Vif impairs stable and balanced kinetochore microtubule attachments

(A) Left: Representative immunofluorescence images labeled CENP-C, Astrin, and DNA in Control and Vif-expressing HeLa cells, Right: Illustrative interpretation of images on the left. (B) Normalized Astrin and CENP-C intensities at kinetochores for cells in (A) (n = 200 kinetochores from 8 cells from two independent replicates for each) (C) Relative signal intensities of Astrin and CENP-C between sister kinetochores, values normalized with formula: 1 – (lower intensity value/higher intensity value). (D) Representative immunofluorescence images labeled for CENP-C, pHec1(S55), and DNA in Control and Vif-expressing HeLa cells. (E) Normalized pHec1(S55) intensities at kinetochores for cells in (D). (n = 200 kinetochores from 8 cells from two independent replicates for each). (F) Relative pHec1(S55) intensities between sister kinetochores, values normalized with formula: 1 – (lower intensity value/higher intensity value). (G) Representative immunofluorescence images labeled for Hec1, CENP-C, and DNA in HeLa cells expressing Vif. (H) Normalized Hec1 intensities at kinetochores for cells in (G) (n=200 kinetochores over 8 cells from two independent replicates for each).

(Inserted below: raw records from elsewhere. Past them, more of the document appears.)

PR #44827, opened 2026-07-24
fix(bun): use --lockfile-only when updating artifacts

paul-godhouse:
## Changes

During Bun lockfile updates (especially `lockFileMaintenance`, which deletes the lockfile then regenerates it), Renovate currently runs a full `bun install`. That materializes `node_modules` even though Renovate only reads the updated lockfile afterward.

On large Bun workspaces (e.g. Expo / React Native monorepos), a full install can exceed Mend Community runner memory (3GB) and fail with kernel OOM. Measured cold `bun install --lockfile-only --ignore-scripts` for a Bun workspace used ~460MB RSS, while a full install of an Expo monorepo OOMs the same runners.

This change always passes `--lockfile-only`, matching how Renovate already treats pnpm (`--lockfile-only`) and npm (`--package-lock-only`).

- `lib/modules/manager/bun/artifacts.ts`: `bun install` → `bun install --lockfile-only` (optional `--ignore-scripts` unchanged)
- Update unit expectations in `artifacts.spec.ts`

## Context

## AI assistance disclosure

Used Cursor (model: Cursor Grok 4.5) to implement the command change, update unit expectations, draft the PR, and measure lockfile-only memory usage.

The public repository: N/A

### DIFF
--- a/lib/modules/manager/bun/artifacts.spec.ts
+++ b/lib/modules/manager/bun/artifacts.spec.ts
@@ -106,15 +106,18 @@ describe('modules/manager/bun/artifacts', () => {
           },
         ]);
 
-        expect(exec).toHaveBeenCalledWith('bun install --ignore-scripts', {
-          cwdFile: 'bun.lockb',
-          docker: {},
-          toolConstraints: [
-            {
-              toolName: 'bun',
-            },
-          ],
-        });
+        expect(exec).toHaveBeenCalledWith(
+          'bun install --lockfile-only --ignore-scripts',
+          {
+            cwdFile: 'bun.lockb',
+            docker: {},
+            toolConstraints: [
+              {
+                toolName: 'bun',
+              },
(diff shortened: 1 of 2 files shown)


viceice (commented):
does this cause errors on older bun versions?

paul-godhouse:
@viceice 
No. --lockfile-only was added in Bun 1.1.43, but older versions don't reject unknown bun install flags — they ignore them and do a full install.

I checked this against real binaries:

1.0.30 / 1.1.0 / 1.1.42: bun install --lockfile-only exits 0 and still writes node_modules (same as today's command)
1.1.43+: the flag is honored, lockfile is updated, node_modules is not created
So this isn't a hard error on old Bun. Self-hosted binarySource=global users on <1.1.43 keep the previous full-install behavior; everyone else gets the lockfile-only path.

Proposed model for the molecular mechanism underlying Vif’s pseudo-metaphase arrest

Top: Cartoon model depicting metaphase alignment of Control cells followed by anaphase. Middle: Cartoon model depicting pseudo-metaphase alignment of Vif-expressing cells with unbalanced microtubule attachment followed by three-step polar chromosome cycle. Bottom: Cartoon depiction of three-step polar chromosome cycle, (1) chromosome at the equator is pulled towards pole due to unbalanced pulling force, (2) kinetochore-microtubule destabilization at the spindle pole, (3) equator-directed movement of chromosome for realignment.